Passive sampling methods for contaminated sediments: risk assessment and management

Abstract

This paper details how activity-based passive sampling methods (PSMs), which provide information on bioavailability in terms of freely dissolved contaminant concentrations (Cfree ), can be used to better inform risk management decision making at multiple points in the process of assessing and managing contaminated sediment sites. PSMs can increase certainty in site investigation and management, because Cfree is a better predictor of bioavailability than total bulk sediment concentration (Ctotal ) for 4 key endpoints included in conceptual site models (benthic organism toxicity, bioaccumulation, sediment flux, and water column exposures). The use of passive sampling devices (PSDs) presents challenges with respect to representative sampling for estimating average concentrations and other metrics relevant for exposure and risk assessment. These challenges can be addressed by designing studies that account for sources of variation associated with PSMs and considering appropriate spatial scales to meet study objectives. Possible applications of PSMs include: quantifying spatial and temporal trends in bioavailable contaminants, identifying and evaluating contaminant source contributions, calibrating site-specific models, and, improving weight-of-evidence based decision frameworks. PSM data can be used to assist in delineating sediment management zones based on likelihood of exposure effects, monitor remedy effectiveness, and, evaluate risk reduction after sediment treatment, disposal, or beneficial reuse after management actions. Examples are provided illustrating why PSMs and freely dissolved contaminant concentrations (Cfree ) should be incorporated into contaminated sediment investigations and study designs to better focus on and understand contaminant bioavailability, more accurately estimate exposure to sediment-associated contaminants, and better inform risk management decisions. Research and communication needs for encouraging broader use are discussed.

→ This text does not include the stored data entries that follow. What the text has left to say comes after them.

PR #4266, opened 2026-07-16
[BUGFIX] accept temperature and date units in go-sdk Format validation

s3onghyun:
### Description

Follow-up to #4259 (thanks @Nexucis for the go-ahead).

The frontend unit registry (`ui/core/src/model/units/units.ts`) exposes two groups that `go-sdk`'s `Format.validate` did not accept:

Keywords: Bioavailability; Contaminated sediments; Passive sampling methods; Risk assessment; Risk management.

Figure 1

Conceptual site model showing transport and exposure pathways of sediment-associated contaminants at a macroscale. (A) Air–water exchange. Contaminant transport through air deposition into the water and volatilization from the water into the air. (B) Sediment–water flux. Diffusive and active transport processes of contaminants across the sediment–water interface, including biological processes that assist or retard transport (e.g., bioturbation, bioirrigation, development of biological secretions, biofilms). (C) Land–water exchange. Surface runoff from contaminated soil, erosion of contaminated soil particles. Deposition of contaminated water and sediment onto land during high-water or flood events. (D) Point-source inputs. Storm water discharge, combined sewer overflows, sanitary sewer overflows, industrial effluents and outfalls, spills. (E) Groundwater discharge. The discharge of groundwater contaminated from land-based sources. (F) Surface water transport. Movement of surface water containing dissolved, colloidal, and particulate-associated contaminants. (G) Sediment transport. Movement of both clean and contaminated sediment particles through bed-load and suspended-sediment transport processes. (H) Bioaccumulation. Contaminant bioaccumulation through contact with dissolved-phase contaminants and the ingestion of contaminated sediment and prey (trophic transfer).

Figure 2

Conceptual site model showing transport and exposure pathways of sediment-associated contaminants at a microscale. Positions where contaminant flux is indicated are candidate locations for measurement of freely dissolved contaminant concentrations (C_free) using passive sampling methods (PSMs).

Figure 3

Fate and transport processes subject to modeling at contaminated sediment sites. From USEPA (2009). Estimates of freely dissolved contaminant concentrations (C_free) using passive sampling methods (PSMs) are expected to reduce uncertainty in the dissolved chemical term.